Indemnification. Customer shall defend, indemnify, and hold harmless LineOneTM, its officers, directors, employees, affiliates and agents and any other service provider who furnishes services to in connection with the Service, from any and all claims, losses, damages, fines, penalties, costs and expenses (including, without limitation, attorneys fees) by, or on behalf of, you or any third party or user of the Service, relating to the Services, including, without limitation, 911 dialing, or the Device.

Disclaimer. Customer must give LineOneTM written notice in reasonable detail for any claim of a breach of this agreement by  and allow LineOneTM a reasonable time to remedy any default. Neither LineOneTM, nor anyone who has been involved in the creation, production, marketing, delivery, or installation of Service shall be liable for any direct, special, punitive, incidental, or consequential damages, including, but not limited to, lost profits or revenue, benefits, or data resulting from the use of the system or arising out of any breach of warranty or from the customer’s inability to use the system, either separately, or in combination with any other equipment or from any other causes, or from any other cause of action arising hereunder.

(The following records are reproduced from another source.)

PR #1620, opened 2023-03-08
Update mod_sftp.html to document ExtendedLog

offsides:
Add a table of classes and commands for ExtendedLog with mod_sftp, along with a few notes about how certain things interact.

### DIFF
--- a/doc/contrib/mod_sftp.html
+++ b/doc/contrib/mod_sftp.html
@@ -1692,6 +1692,116 @@ What about the <code>READ</code> and <code>WRITE</code> command groups?
   </li>
 </ul>
 
+<p><a name="ExtendedLog">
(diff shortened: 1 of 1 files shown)


Castaglia:
Thanks for the doc PR!  I'll take a look to see if it documents what we want the expected behavior (_vs_ some of the built-up crufty behavior) to be.

Castaglia:
Hmm.  I'm wondering whether this information should be in the `mod_sftp` docs, or part of the `ExtendedLog` documenation?  In which location would you have first looked for this info?

Castaglia:
Here's a slightly different version of this (thanks!), based on the recent changes: https://github.com/proftpd/proftpd/pull/1632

LineOneTM maximum aggregate liability to Customer for any claim or cause of action arising hereunder is limited to the purchase price paid by Customer for the Service. LINEONETM MAKES NO WARRANTIES, EXPRESSED OR IMPLIED, OF MERCHANTABILITY, FITNESS FOR A PARTICULAR PURPOSE, PERFORMANCE, CONDITION, CAPACITY, OR OTHERWISE, EXCEPT AS HEREIN EXPRESSLY SET OUT, AND ALL OTHER WARRANTIES, EXPRESS OR IMPLIED (INCLUDING THE IMPLIED WARRANTIES OF MERCHANTABILITY OR FITNESS FOR A PARTICULAR PURPOSE), ARE EXPRESSLY DISCLAIMED. LINEONETM DISCLAIMS ANY WARRANTY THAT THE SYSTEM WILL MEET ANY PARTICULAR REQUIREMENT OR BUSINESS NEED OF THE CUSTOMER, EVEN IF LINEONETM HAS BEEN ADVISED OF SUCH REQUIREMENT OR NEED. The exclusion of consequential and incidental damages set forth above, and the provision of this Agreement limiting remedies hereunder to repair or replacement, are independent provisions, and any determination that the limitation of remedies fails of its essential purpose, or any other determination that either of such provisions is unenforceable, shall not be construed to make the other provision unenforceable.

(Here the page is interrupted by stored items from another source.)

Issue #1617, opened 2023-03-06
ExtendedLog SSH, SFTP classes not working as expected


offsides:
Broken off from #1611, as this appears to be a genuine bug rather than a question/difference of philosophies.

### What I Did

I tried logging ALL,!SSH to get everything but CL_SSH messages, but it also suppressed CL_SFTP messages.

### What I Expected/Wanted

I was hoping to get the CL_SFTP log messages in my log file.  Based on playing with adding SFTP, SSH, !SFTP and !SSH to the ExtendedLog statements, it appears that the SFTP class has no impact on ExtendedLogs, and that CL_SFTP and CL_SSH are both included or excluded based on the SSH class.  Digging the code doesn't look like it should work that way, so I really am at a loss as to why it's doing so.

### ProFTPD Version and Configuration

Proftpd 1.3.8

Call Recording. LineOneTM provides a function that allows an End Users to record individual telephone conversations. The laws regarding the notice and notification requirements of such recorded conversations vary by state. Customer is solely responsible for applying the local laws in the relevant jurisdiction when using this feature.

MISCELLANEOUS

Entire Agreement. This Agreement, including any future modifications as may occur within the terms of the Agreement, contains the entire understanding of the parties and there are no other agreements between the parties. If the services of an attorney are engaged for the purposes of interpreting or enforcing any provisions contained herein by either party, the prevailing party shall be entitled to recover reasonable attorney’s fees, costs and related expenses, whether or not legal action is instituted in any court. This Agreement shall be governed and construed in accordance with the laws of the State of Louisiana and Customer agrees that any legal action instituted in connection with this agreement shall be filed in the 15th Judicial District Court for the Parish of Lafayette, State of Louisiana.

Severability. If any part of this Agreement is legally declared invalid or unenforceable, all other parts of this Agreement will remain valid and enforceable. Such invalidity or non- enforceability will not invalidate or render unenforceable any other portion of this Agreement.

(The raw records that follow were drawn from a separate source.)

PR #1629, opened 2023-03-13
Add %S to mod_exec for sftp-non-fatal tagging

offsides:
This adds %S as a mod_exec substitution, which is replaced by the "mod_sftp.nonfatal-attempt" note or an empty string if it doesn't exist.  Thus an empty string is a fatal error (i.e., failed login) whereas a non-empty string indicates a non-fatal error as part of the login process.

I also added the %V and %{time:} variables to the docs, as they are missing and I use at least one of those (time).  I did not add %l (ident info) since mod_ident is deprecated anyway, or %{env:} because it doesn't appear to work right now.

### DIFF
--- a/contrib/mod_exec.c
+++ b/contrib/mod_exec.c
@@ -1062,6 +1062,15 @@ static const char *exec_subst_var(pool *tmp_pool, const char *varstr,
     }
   }
 
+  ptr = strstr(varstr, "%S");
+  if (ptr != NULL) {
+    const void *sftp_nonfatal_note;
+
+    sftp_nonfatal_note = pr_table_get(cmd->notes, "mod_sftp.nonfatal-attempt", NULL);
+    varstr = sreplace(tmp_pool, varstr, "%S",
+      sftp_nonfatal_note ? sftp_nonfatal_note : "", NULL);
+  }
+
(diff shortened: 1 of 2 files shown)


Castaglia:
Hmm.  Better would be for `mod_exec` to support `${note:...}` style substitutions, as is supported elsewhere as well.

Castaglia:
> Hmm. Better would be for `mod_exec` to support `${note:...}` style substitutions, as is supported elsewhere as well.

I've filed https://github.com/proftpd/proftpd/issues/1630 to address this.

Castaglia:
With the fix for Issue #1630 now being merged, I think you'll find that `mod_exec` works as you expect.

For this specific case of the `mod_sftp.nonfatal-attempt` note, you'll want to use a variable of `%{note:mod_sftp.nonfatal-attempt}` in  your `mod_exec` commands.  (Yes, the `%{note:...}` and `%{var:...}` syntax aren't documented well for `LogFormat`; in my mind these fall into the category of "advanced usage", which hasn't needed that much public documentation as yet.)

Castaglia:
In light of Issue #1630, should I close this PR now?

Future Changes to Agreement. LineOneTM may change the terms and conditions of this Agreement from time to time. Notices will be considered given and effective on the date posted on www.LineOneTM. Such changes will become binding on you on the date they are posted to www. LineOneTM and no further notice by us is required upon your continued use of the Service. The Agreement as and when posted supersedes all previously agreed to electronic and written terms of service, including, without limitation, any terms included with the packaging of the Device.